Mickey whistled. “That’s young for a kid to lose their father.”

“Maybe, but at least I had one—a good one—for that long. Gianna’s dad is a fucking wasteman.”

“She wouldn’t tell me about him when I asked. I thought he was dead too.”

“She’s not that lucky.”

“She is, though, to have you. I have a big brother and he’s never given two shits about me.”

Benito scowled. “He’s a fuckhead then.”

Mickey’s laughter filled the room again. “He’s a data scientist for some huge conglomerate, but okay. We’ll go with fuckhead.”

Benito enjoyed Mickey’s smile for as long as it was there. It helped with the rage building inside at the thought of anyone not seeing Mickey for the compassionate, kind man Benito needed in his life so badly.

“What about you?” Mickey said.

“What about me? Unless it’s more dead dad stuff. I’m kind of done with that.”

“Valid. I was going to ask what you wanted to be when you were a kid.”

“Oh.

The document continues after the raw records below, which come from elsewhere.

Issue #3268, opened 2020-12-07
Integration tests don't cleanup their Postgres databases


2opremio:
While writing https://github.com/stellar/go/pull/3267 I found out that the integration tests are not dropping their dedicated Horizon Postgres database.

I tried fixing it (look at the TODOs in the code from the PR above) but it turns out that Horizon's `App` leaves open sessions behind .... even after closing it (leading to `database  is being accessed by other users` errors).

This may indicate that Horizon is leaking DB connections, so we should look into it.

bartekn:
Possibly fixed?

2opremio:
I will test this out.

2opremio:
It's still broken, I get this error upon uncomenting the `postgres.Close()` call.

```
=== CONT  TestProtocol16Basics
    db.go:108: 
        	Error Trace:	db.go:108
        	            				db.go:135
        	            				db.go:53
        	            				integration.go:181
        	            				integration.go:170
        	            				once.go:68
        	            				once.go:59
        	            				integration.go:167
        	            				testing.go:901
        	            				testing.go:1007
        	            				testing.go:1187
        	Error:      	Received unexpected error:
        	            	pq: database "test_b9831a09ca15" is being accessed by other users
        	Test:       	TestProtocol16Basics
--- FAIL: TestProtocol16Basics (26.89s)
=== RUN   TestProtocol16Basics/Sanity
```

The test passes when the call is commented.

PR #4185, opened 2022-01-18
internal/integrations: db_test should drop test db instances when finished

sreuland:
<details>
  
### PR Structure

  otherwise).
  packages.

### Thoroughness

### Release planning

</details>

### What
After integration test was ran, the postgres DB instances it created were not getting dropped/deleted at end of test run.

### Why

It's best to clean up test db instances, especially for local development, as the db server can start to have hundreds of abandoned test db instances that are left over.

Closes: #3268 

### Known limitations

This effort focused on getting the test db instances purged after integrations/test_db.go, other integration tests and unit tests that create test db instances are still leaving instances behind after runtime, likely requires revisiting each tests and look for similar db conn patterns, as those tend to block being able to drop the db at end of test.

### DIFF
--- a/services/horizon/internal/ingest/main.go
+++ b/services/horizon/internal/ingest/main.go
@@ -693,6 +693,7 @@ func (s *system) Shutdown() {
 	s.cancel()
 	// wait for ingestion state machine to terminate
 	s.wg.Wait()
+	s.historyQ.Close()
 	if err := s.ledgerBackend.Close(); err != nil {
 		log.WithError(err).Info("could not close ledger backend")
 	}
--- a/services/horizon/cmd/db.go
+++ b/services/horizon/cmd/db.go
@@ -374,17 +374,14 @@ var dbFillGapsCmd = &cobra.Command{
 }
 
 func runDBReingestRange(ledgerRanges []history.LedgerRange, reingestForce bool, parallelWorkers uint, config horizon.Config) error {
+	var err error
+
 	if reingestForce && parallelWorkers > 1 {
 		return errors.New("--force is incompatible with --parallel-workers > 1")
-	}
-	horizonSession, err := db.Open("postgres", config.DatabaseURL)
-	if err != nil {
-		return fmt.Errorf("cannot open Horizon DB: %v", err)
 	}
 
 	ingestConfig := ingest.Config{
 		NetworkPassphrase:           config.NetworkPassphrase,
-		HistorySession:              horizonSession,
 		HistoryArchiveURL:           config.HistoryArchiveURLs[0],
 		CheckpointFrequency:         config.CheckpointFrequency,
 		MaxReingestRetries:          int(retries),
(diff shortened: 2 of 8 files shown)


services/horizon/internal/ingest/main.go
```diff
@@ -693,6 +693,7 @@ func (s *system) Shutdown() {
 	s.cancel()
 	// wait for ingestion state machine to terminate
 	s.wg.Wait()
+	s.historyQ.Close()
```
bartekn, line 696: `Session.Close()` is calling `Session.DB.Close()` and `DB` can be shared with other `Session` instances outside ingestion package. I think we shouldn't call it here. `DB` should be closed when all Horizon subsystems are closed and this is done in `App.CloseDB()`.

sreuland: I stepped through this in debug, using PGAdmin to view open sessions on the test db instance as horizon app shuts down from a app.Close() invocation, and what I observed:

(1) waitForDone() https://github.com/sreuland/go/blob/3268_test_db_cleanup/services/horizon/internal/app.go#L170 runs first which then calls this ingest.Shutdown()
(2) App.CloseDB() https://github.com/sreuland/go/blob/3268_test_db_cleanup/services/horizon/internal/app.go#L157 runs second after waitForDone() finishes

horizon.waitForDone() and cmd.runDBReingestRange() are the only callers of Shutdown()

When horizon App shuts down, App.CloseDB() does not result in all the active sessions on the db instance being closed, there are 2 or 3 left open, when the historyQ.Close() is invoked from within ingest.Shutdown(), it results in those remaining sessions on db to be closed, maybe it's gc/memory thing since the DB session from horizon app is cloned and placed into a new history.Q struct instance which lives inside the ingest system struct scope, the sessions seem unique to their parent object references, which kind of contrasts the 'shared' aspect since, it appears as though each session instance has exclusive unique db sessions, and they won't be affected by the other, only when both of the sessions are closed, then the integration test cleanup routine that tries to drop the test db will work.

sreuland: @bartekn , did the session closing behavior i mentioned sound sensible? when ingest initiates shutdown it's from horizon waitForDone() which means overall app is going down anyway or from a `db reingest` command via runDBREingestRange(), the process is ending in both cases when ingest shutdown initiates the close on session which leads to DB. Without invoking the close on this ingest session instance, the underlying cloned session tends to lead to sessions left open on the db server, I haven't been able to remove them otherwise.

sreuland: @2opremio , wanted to get your opinion in this fix too, do you see value in taking this approach to delete test db instances, or is it just introducing unnecessary risk, etc. I was thinking to close this PR rather than lean on it anymore or adjust it if something more palpable is suggested. thanks for any insights!

bartekn: Sorry for a huge delay answering this. I missed the notification somehow. I prepared the code sample below that shows that closing a cloned session actually closes the underlying DB connection for both sessions:
```go
package main

import (
	"context"

	"github.com/stellar/go/support/db"
)

func main() {
	session, err := db.Open("postgres", "postgres://bartek@localhost:5432/test?sslmode=disable")
	if err != nil {
		panic(err)
	}

	c1 := session.Clone()
	c2 := session.Clone()

	_, err = c1.ExecRaw(context.Background(), "SELECT 1;")
	if err != nil {
		panic(err)
	}

	err = c1.Close()
	if err != nil {
		panic(err)
	}

	_, err = c2.ExecRaw(context.Background(), "SELECT 1;")
	if err != nil {
		panic(err)
	}
}
```
Result:
```
panic: exec failed: sql: database is closed

goroutine 1 [running]:
main.main()
	/Users/bartek/go/src/github.com/stellar/go/shawn_test/main.go:30 +0x132
exit status 2
```

The reason why the code works in this PR is that in `waitForDone` the ingestion system is shut down after webserver (`a.ingester.Shutdown()`). But if we ever move it before a webserver or add another service that will send DB connections in the background and will be used after `a.ingester.Shutdown()` this will generate errors and bugs (like background worker will not be able to commit it's job).

sreuland: Thanks for verifying the go db/session close behavior, very helpful to rule that out!
yes, we don't want implicit coupling like that either, ok, will look into more. w/o this DB close in ingest shutdown, we strangely get the opposite effect, which is when `App.CloseDB()` is executed, the sessions related to ingestion don't get closed on the db server side as observed in PGAdmin, that is, until the go o/s process is terminated at which point they are gone.

2opremio:
I _think_ that the problem this PR is trying to solve is causing the `Error starting ingestion read transaction: beginTx failed: pq: sorry, too many clients already` at integration tests (such as https://github.com/stellar/go/runs/6233228705 and https://github.com/stellar/go/runs/6267795798)

2opremio:
Ah, hold on, this is only solving the DB drop, but it doesn't make any improvements in connection reduction, does it?

services/horizon/internal/ingest/main.go
2opremio: > horizon.waitForDone() and cmd.runDBReingestRange() are the only callers of Shutdown()

All tests call it implitcitly on shutdown due to this:

```go
	// Register cleanup handlers (on panic and ctrl+c) so the containers are
	// stopped even if ingestion or testing fails.
	i.t.Cleanup(i.Shutdown)
```

2opremio (approved):

Issue #4170, opened 2022-01-10
Spike: ideas for ingestion filtering enhancements for scaling purposes


sreuland:
### What problem does your feature solve?
provide visibility of options for how horizon ingestion scales for short term historical retention as TPS grows 

### What would you like to see?
summarized tradeoffs on design options that address a single deployment of Horizon and how ingestion can be enhanced through filter mechanisms to enable deployments that avoid performance degradation and no run-away resource usage(ram/disk).

### What alternatives are there?
continue to use the current retention period mechanism:
`--history-retention-count <num_of_ledgers>`

|                |Pro                          |Con                        |
|----------------|-------------------------------|-----------------------------|
|Resource filter rules          | x            |x         |
|Temporal filter rules          |x          | x         |
|Account filter rules           | x          |x.         |
|Ledger type filter rules           | x          |x.         |

PR #4187, opened 2022-01-18
#4170: added skeleton of new asset filter

sreuland:


services/horizon/internal/ingest/filters/asset_filter.go
```diff
@@ -0,0 +1,67 @@
...
+	// if a liquidity pool references a filtered asset, then include all operation
+	// types within 'traverseOperationsList' that are related to the pool
+	resolveLiquidityPoolAsAsset bool
+
+	// true means generate effects for any operations referencing a filtered asset
+	traverseEffects bool
+
+	// list of 'Offers, Trades, Payments, TrustLine, Claimable Balance', include any
+	// of these operation types when they reference a filtered asset
+	traverseOperationsList []string
```
2opremio, line 30: I would keep it simple to start with and hardcode what you think is most reasonable.

sreuland: yes, I just added commit for filter params as json file also, to consider as light(er) weight middle ground between cli which is untenable as you mention and the db persistence for params.

services/horizon/internal/ingest/filters/asset_filter.go
```diff
@@ -0,0 +1,176 @@
...
+		traverseOperationsLookup: listToMap(filterParams.TraverseOperationsList),
+	}
+	return filter
+}
+
+func (f *AssetFilter) CurrentFilterParameters() AssetFilterParms {
+	return *f.filterParams
+}
+
+func (f *AssetFilter) FilterTransaction(ctx context.Context, transaction ingest.LedgerTransaction) (bool, error) {
```
sreuland, line 86: @2opremio , on the filter interface, I'm wondering, is the tx level a bit too course grained, this will result in dropping  operations in the tx that have no relevance to the filter? wondering if the the filter method interface should work a bit lower at the Operation level, like:

```
func FilterTransaction(ctx context.Context, transaction ingest.LedgerTransaction) ([]*xdr.Operation, error) 
```

2opremio: You are bring up a  really good point which, as you have problably seen, I incorporated to the design doc.

Since we are not sure what's the best granularity, I think it's better to keep it simple. Filtering whole transactions is arguably simpler.

However, if you have any examples in which full-transaction filtering doesn't make sense, please share them. That may justify going for finer granularity right away.

sreuland: Ok, it looks like like two effects from filtering at tx level emerge:

the first appears to be a net effect that would include additional operations that didn't match the filter intent, i.e. if an asset filter rule is for '3', and a TX comes in like this:
```
tx {
   opPayment: (Asset:1)
   opPayment: (Asset:2)
   opPathPayment: (SendAsset:2, DestAsset:3)
   opPathPayment: (SendAsset:4, DestAsset:5)
}
```

then the the asset filter would return `true` and the other ops with non-filtered assets would still get persisted, making the space saving aspect of the filter less effective. 

the second effect of filtering at tx level appears to be in case of asset filter could cause dropping op data that has nothing to do with filtered assets, i.e. if a tx has no ops that contained a whitelisted asset, then the asset filter returns `false` triggering the tx to be dropped, but it may have other non-filtered asset related ops data that should continue to be persisted , such as if asset filter rule is for '5', and this tx comes in:

```
tx {
   opPayment: (Asset:1)
   opPathPayment: (SendAsset:2, DestAsset:3)
   opMergeAcct: (Acct:1234)
   opSponsoring: (Acct:5555)
}
```

the asset filter returns `false`, and the other non-asset relevant ops like the acct ops, would get dropped. 

maybe for first pass on poc, we don't need to address this yet, just so we can start seeing some rough numbers or if we should consider getting the filter integrated at the ops level up front.

sreuland:
@2opremio , would like to get your opinion on a possible design change for accessing filters as a static singleton rather than constructing it in processor_runner.go, processors that want to be filter-aware, can invoke `filters.ProcessFilters(operation)` directly:
filter_ops_flow

2opremio:
> [edit] - nvm, I see processor_runner using a creational pattern per ledger for processors with`processor_runner:buildTransactionProcessor()`, and filters following the same pattern, so, looks consistent to follow that. The filters will at some point be parsing config parameters for rules during instantiation, may be some optimization on that later.

👍

services/horizon/internal/ingest/filters/asset_filter.go
2opremio: > then the the asset filter would return `true` and the other ops with non-filtered assets would still get persisted, making the space saving aspect of the filter less effective.

Good point. This is extensible to accounts as well.

From the usability standpoint, I think it really depends on how transactions are used and giving a consistent view from Horizon.

1. I think that in many cases transactions only make sense as a unit (e.g. sponsoring sandwich), even if you are only whitelisting certain accounts/assets in the transaction.
2. Also, only including certain operations from a transaction will result in information gaps when obtaining information about the transaction (effects, participants etc ... ). Admittedly, the same happens at the  transaction->ledger level, but end users don't produce ledgers, they submit full transactions. So I think it's less aggressive to partially omit ledger->transaction relationships than transaction->operation ones.

From the performance standpoint, it totally makes sense to have a finer granularity (resulting in larger storage savings). So we will have to see.

2opremio: > the second effect of filtering at tx level appears to be in case of asset filter could cause dropping op data that has nothing to do with filtered assets,

That's a really really good point. This doesn't really apply to accounts (since all operations are account-related).

I think that, as a user, I may be surprised about operations `opMergeAcct: (Acct:1234), opSponsoring: (Acct:5555)` being dropped.

The current asset filter implementation only makes sense for users who *only* care about asset operations. This may be too strict to be generally useful, I am not sure.

I don't really have a good solution for this, though. If users want to keep track of asset-unrelated operations while whitelisting assets, we will probably need operation-level filtering.

sreuland: > The current asset filter implementation only makes sense for users who only care about asset operations. This may be too strict to be generally useful, I am not sure.

> I don't really have a good solution for this, though. If users want to keep track of asset-unrelated operations while whitelisting assets, we will probably need operation-level filtering.

@jcx120 , any insights from product/user standpoint on this type of effect from asset filtering, pls let us know, thanks!

services/horizon/internal/db2/schema/migrations/53_whitelists.sql
```diff
@@ -1,9 +1,9 @@
 -- +migrate Up
 
-CREATE TABLE account_filter_whitelist (
-    account_id character varying(56) NOT NULL UNIQUE
+CREATE TABLE filter_config (
```
sreuland, line 3: @2opremio ,just thinking out loud on filter config aspects, such as generic filter config schema, example - https://github.com/stellar/go/pull/4187/files#diff-060057b3a0aa48e8d48274558827e83c7c4ded5edb0a416fc5b9eebaa32882d1

rather than exposing config from http API , which requires some security to restrict access, what if we used`horizon db` subcommand like `horizon db config filter` to display to console and `horizon db config filter load <json_file_path>`, which only a sysadmin will have access at that cli level. 

the user can define filer rules before ingestion starts, such as`horizon db init` and then `horizon db config filter load myfilters.json` could be done before`horizon serve ....` and afterwards to update per the filter config cacheing behavior ideas.

services/horizon/internal/httpx/router.go
```diff
@@ -130,6 +131,7 @@ func (r *Router) addMiddleware(config *RouterConfig,
 func (r *Router) addRoutes(config *RouterConfig, rateLimiter *throttled.HTTPRateLimiter, ledgerState *ledger.State) {
 	stateMiddleware := StateMiddleware{
 		HorizonSession: config.DBSession,
+		NoStateVerification: config.IngestDisableStateVerification,
```
sreuland, line 134: it looked like `DisableStateVerification` was intentionally left off the config, as i noticed `--ingest-disable-state-verification=true` had no effect from command line, was getting `Still ingesting` so, I added it in here, just to get it working in local runtime tests, but can remove this was not meant to be enabled.

services/horizon/internal/ingest/filters/asset_filter.go
2opremio: Can you make the file layout consistent with the account filtering? (i e. Either move account filtering to this directory or remove the directory)

services/horizon/internal/ingest/processor_runner.go
```diff
@@ -150,6 +151,21 @@ func (s *ProcessorRunner) buildTransactionProcessor(
 func (s *ProcessorRunner) buildTransactionFilterer() *groupTransactionFilterers {
 	return newGroupTransactionFilterers([]processors.LedgerTransactionFilterer{
 		processors.NewAccountFilter(s.historyQ),
+		filters.NewAssetFilterFromParams(&filters.AssetFilterParms{
+			// this is example asset filter config by list of assets that were
```
2opremio, line 155: Can you add a TODO about making this configurable?

2opremio (changes requested):

services/horizon/internal/ingest/filters/asset_filter.go
sreuland: yes, had to make processors.ParticipantsForTransaction public, [79c777311c04](https://github.com/stellar/go/pull/4187/commits/79c777311c04b71827482837dfc25819273ecc50)

services/horizon/internal/db2/history/account_filter_whitelist.go
```diff
@@ -48,6 +48,8 @@ func (q *Q) SetAccountFilterWhitelist(ctx context.Context, accountIDs []string)
 
 // RemoveFromAccountFilterWhitelist deletes rows from the account_filter_whitelist table.
 // Returns the number of rows affected and error.
+// TODO - is this needed, currently not referenced, static check?
```
2opremio, line 51: Let's remove this!

PR #4192, opened 2022-01-23
ingest/ledgerbackend: Restart Stellar-Core when it's context is cancelled

bartekn:
<details>
  
### PR Structure

  otherwise).
  packages.

### Thoroughness

### Release planning

</details>

After refactoring in https://github.com/stellar/go/pull/4088 (and as a result of my wrong comment: https://github.com/stellar/go/pull/4088#discussion_r764394296) the `CaptiveCoreBackend.isPrepared` method returned `true` if `stellarCoreRunner` process was shutdown without calling `close()` - so in case of binary update but also in case of Stellar-Core crash.

This commit fixes this bug by checking if `stellarCoreRunner` context was cancelled (meaning Stellar-Core is closed or closing but not as a result of `close` call). I also removed `isClose` method because it was simply checking `close` variable. All test changes are only adding an extra `context()` call mocks because `isPrepared` now calls it.

### DIFF
--- a/ingest/ledgerbackend/captive_core_backend.go
+++ b/ingest/ledgerbackend/captive_core_backend.go
@@ -398,7 +398,7 @@ func (c *CaptiveStellarCore) IsPrepared(ctx context.Context, ledgerRange Range) 
 }
 
 func (c *CaptiveStellarCore) isPrepared(ledgerRange Range) bool {
-	if c.isClosed() {
+	if c.closed {
 		return false
 	}
 
@@ -462,7 +462,7 @@ func (c *CaptiveStellarCore) GetLedger(ctx context.Context, sequence uint32) (xd
 		return *c.cachedMeta, nil
 	}
 
-	if c.isClosed() {
+	if c.closed {
 		return xdr.LedgerCloseMeta{}, errors.New("stellar-core is no longer usable")
 	}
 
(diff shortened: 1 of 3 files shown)


ingest/ledgerbackend/captive_core_backend.go
```diff
@@ -626,10 +624,6 @@ func (c *CaptiveStellarCore) GetLatestLedgerSequence(ctx context.Context) (uint3
 	return *c.lastLedger, nil
 }
 
-func (c *CaptiveStellarCore) isClosed() bool {
-	return c.closed
-}
```
Shaptic, line 631: Could we simplify this to include the above condition, instead? In other words,
```go
func (c *CaptiveStellarCore) isClosed() bool {
	return c.closed || c.stellarCoreRunner == nil || c.stellarCoreRunner.context().Err() != nil
}
```

Basically, is there a situation in which the instance would _not_ be closed and the runner wouldn't exist? Intuitively seems like no, but I'm not strong on this part of the codebase.

bartekn: Adding extra conditions to `isClosed` won't work. In https://github.com/stellar/go/pull/4088 we wanted to separate two cases:
* `CaptiveCoreBackend` closed - means no usable, you need to create a new instance.
* `stellarCoreRunner` closed - means it just needs to be restarted by calling `PrepareRange`.

Shaptic: Got it, thanks for clarifying! LGTM :+1:

Shaptic (approved):

PR #1399, opened 2026-04-15
fix(DATAGO-132161): LLM environment variables not seeded 

solace-pjones:

Fix a bug where _ensure_default_aliases attempted to insert duplicate "general" and "planning" records after _seed_from_env_vars had already added them, causing an IntegrityError on commit

invisible to subsequent db.query() calls within the same transaction
Solution: track seeded aliases in-memory (as a set) and pass them to _ensure_default_aliases to skip without querying the DB

_seed_from_env_vars and _seed_from_models_config now return a set of seeded alias names instead of an int count
_ensure_default_aliases accepts a seeded_aliases parameter and skips any alias already in that set (avoiding the uncommitted query problem)
_ensure_default_aliases returns its own set of created placeholders
Final count computed from existing_count + len(seeded_aliases) instead of a DB query (also affected by autoflush=False)

### DIFF
--- a/src/solace_agent_mesh/services/platform/services/model_configuration_seeder.py
+++ b/src/solace_agent_mesh/services/platform/services/model_configuration_seeder.py
@@ -189,32 +189,34 @@ def seed_model_configurations(
 
     existing_count = db.query(func.count(ModelConfiguration.id)).scalar()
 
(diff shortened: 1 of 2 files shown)


cyrus2281 (approved):
LGTM

PR #1414, opened 2026-04-16
refactor(DATAGO-132190): PageLayout + self-controlling ModelWarningBanner

JKaram:

Fix a layout bug where `ModelWarningBanner` pushed the routed `<Outlet />` below the viewport, causing every in-`AppLayout` page to show an unwanted page-level scrollbar. Also tightens the banner's API so `AppLayout` does not need to know whether it will render.

- Added `PageLayout` (`src/lib/components/layout/PageLayout.tsx`) — a flex-column wrapper using `flex-1 min-h-0 overflow-hidden` that each page now uses as its root element, consuming whatever vertical space `AppLayout`'s main leaves.
- Changed `AppLayout` `<main>` from `h-full overflow-auto` to `flex h-full flex-col` so the banner + `<Outlet />` stack naturally.
- Moved all visibility logic into `ModelWarningBanner` itself: it now reads `useBooleanFlagDetails("model_config_ui")`, `useModelConfigStatus()`, and `useChatContext().hasModelConfigWrite` and returns `null` when not applicable. The component takes no props.
- Migrated every page rendered inside `AppLayout` to `<PageLayout>`: `ChatPage`, `SharedChatViewPage`, `PromptsPage`, `AgentMeshPage`, `RecentChatsPage`, `ScheduledTasksPage`, `ArtifactsPage`, `ProjectsPage`, `WorkflowVisualizationPage`, `ModelDetailsPage`, `ModelEditPage`.
- Updated `AppLayout.test.tsx`, `ModelWarningBanner.test.tsx`, and `ModelSetupDialog.stories.tsx` to the new banner API — using `StoryProvider` / `OpenFeatureTestProvider` + MSW for `/api/v1/platform/models/status`, plus async `findByText` for OpenFeature's async flag resolution.

- **Why a shared `PageLayout` instead of fixing sizes per page?** Pages had inconsistent roots (`h-full` vs `h-screen`) which is exactly what caused the overflow when the banner stole ~44px. A single wrapper puts the container contract in one place and lets future siblings of the `<Outlet />` coexist without breaking pages.
- **Why make the banner self-controlling?** `AppLayout` was fetching model config status and threading `showWarning` / `hasModelConfigWrite` as props just to decide whether to render the banner. Keeping that logic inside the banner removes leaky state from `AppLayout` and means callers only need to render `<ModelWarningBanner />`.

- [x] Unit tests: `AppLayout.test.tsx` and `ModelWarningBanner.test.tsx` updated and passing (full suite: 821 tests across 79 files, all green).
- [x] Type check: `tsc --noEmit` clean.
- [ ] Manual testing: did not start dev server for this PR — verified via unit tests and type check only.
- [ ] Known limitations: storybook visual regression for the banner stories not re-run locally; the stories were updated for the new API but should be eyeballed in Chromatic/Storybook CI.

- Review the `PageLayout` migration of each page — confirm none of them relied on `h-full` vs `h-screen` semantics for internal scrolling. The pattern throughout is inner scroll containers, which are unaffected.
- `ModelSetupDialog.stories.tsx` now uses MSW + `OpenFeatureTestProvider`; confirm this matches the convention used in `ChatPage.stories.tsx` and other banner-using stories.

### DIFF
--- a/client/webui/frontend/src/AppLayout.tsx
+++ b/client/webui/frontend/src/AppLayout.tsx
@@ -27,7 +27,6 @@ function AppLayoutContent() {
     const [modelSetupDismissed, setModelSetupDismissed] = useLocalStorage("model-setup-dialog-dismissed", false);
 
     const { data: modelConfigStatus } = useModelConfigStatus();
-    const showModelWarning = modelConfigUiEnabled && modelConfigStatus && !modelConfigStatus.configured;
 
     useEffect(() => {
         if (modelConfigUiEnabled && modelConfigStatus && !modelConfigStatus.configured && !modelSetupDismissed) {
@@ -139,8 +138,8 @@ function AppLayoutContent() {
             ) : (
                 <NavigationSidebar items={topNavItems} bottomItems={bottomNavigationItems} activeItem={getActiveItem()} onItemChange={handleNavItemChange} onHeaderClick={handleHeaderClick} />
             )}
-            <main className="h-full w-full flex-1 overflow-auto">
-                <ModelWarningBanner showWarning={!!showModelWarning} hasModelConfigWrite={hasModelConfigWrite} />
+            <main className="flex h-full w-full flex-1 flex-col">
+                <ModelWarningBanner />
                 <Outlet />
             </main>
             <ToastContainer />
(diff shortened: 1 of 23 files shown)


solace-pjones (approved):
Very nice. Looks good.

PR #1417, opened 2026-04-17
fix(DATAGO-132511): investigate intermittent hanging integration tests

enavitan:

```
Integration tests simulating crashed downstream agents were hanging intermittently for hours instead of completing in ~13 minutes. Tests like test_proxy_remote_crash_no_response would sometimes pass, sometimes    
  hang forever, depending on timing.


  Root Cause                                                                                                                                                                                                           
   
  When simulating an agent crash (agent sends status but no final response), a race condition occurred between:                                                                                                        
                                
  1. Executor closing the event queue to signal "agent stopped"                                                                                                                                                        
  2. SSE Consumer detecting the closure while in a 0.5-second timeout loop
                                                                                                                                                                                                                       
  The Race: Between checking "is queue closed?" and waiting for the next event, timing determined the outcome:                                                                                                         
  - Fast timing: Consumer detects closure and exits cleanly                                                                                                                                                            
  - Slow timing: Consumer starts waiting, timeout fires, infinite loop begins 


This was intermittent because it depended on asyncio scheduler timing, CPU load, and OS scheduling.
  ```

```
  Two changes to DeclarativeAgentExecutor:                                                                                                                                                                             
   
  1. Detect All Terminal Event Types                                                                                                                                                                                   
                                
  Previously only detected Task objects with terminal states. A2A protocol also supports TaskStatusUpdateEvent.final=true to end streams. Now we detect both terminal event patterns, matching the SDK's own           
  definition.                   
                                                                                                                                                                                                                       
  2. Conditional Queue Closing  

  Instead of always using graceful close (which blocks and creates the race):
  - Terminal event sent: Use graceful close() to let consumer process all events
  - No terminal event (crash): Use close(immediate=True) which returns immediately, allowing consumer's next iteration (within 0.5s) to detect closed state and exit     
```

### DIFF
--- a/tests/integration/test_support/a2a_agent/executor.py
+++ b/tests/integration/test_support/a2a_agent/executor.py
@@ -61,8 +61,10 @@ class DeclarativeAgentExecutor(AgentExecutor):
 
                 await event_queue.enqueue_event(event_obj)
 
-                # If the event is a terminal task, stop processing more responses for this request.
-                # Non-terminal states like 'submitted' or 'working' should not stop the processing.
+                # Check if this is a terminal event (ends the stream):
+                # 1. Task with terminal state (completed/failed/canceled/rejected)
+                # 2. TaskStatusUpdateEvent with final=True
+                # These match the SDK's EventConsumer definition of is_final_event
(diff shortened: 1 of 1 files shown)


efunneko (approved):
Looks good!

Well. A footballer, obviously. It was all kids round my ends did until they either got good or went on the road.”

Mickey’s grin turned dry. “You weren’t that good then?”

“I didn’t want to be. Football’s bullshit, man. I only played because there was nothing else to do. Hey, so, I have a question, if that’s what we’re doing right now.”

“It wasn’t, but okay, I’ll bite.”

I wish. “How did you find your way to Freefall? Have you always been into that shit?”

“Which part? Dudes? Or rough play?”

“Rough play. I know you had a girlfriend back home.”

“You like both, don’t you? You’re bi?”

Benito shrugged. “I like a lot of things. I found my way to the club because it was a safe place where no one knew me. There could be women there and I’d enjoy it.”

“Why not go to a mixed club then?”

“Dunno. Maybe I need something extreme when I’m in that mood.”

“You think fucking men is extreme?”

“That’s not what I meant.”

“I know.” Mickey’s grin widened a touch. “I’m taking the piss. I hear what you’re saying. I don’t drive all that way for something I could pick up on Grindr.”

“You’re on Grindr?”

“No.”

Benito didn’t deserve the relief that washed through him. Mickey wasn’t his boyfriend. He could fuck whoever he liked. They both could. But—

I don’t want anyone else.

“Hey.” Mickey waved his hand in front of Benito’s face. “Where did you go?”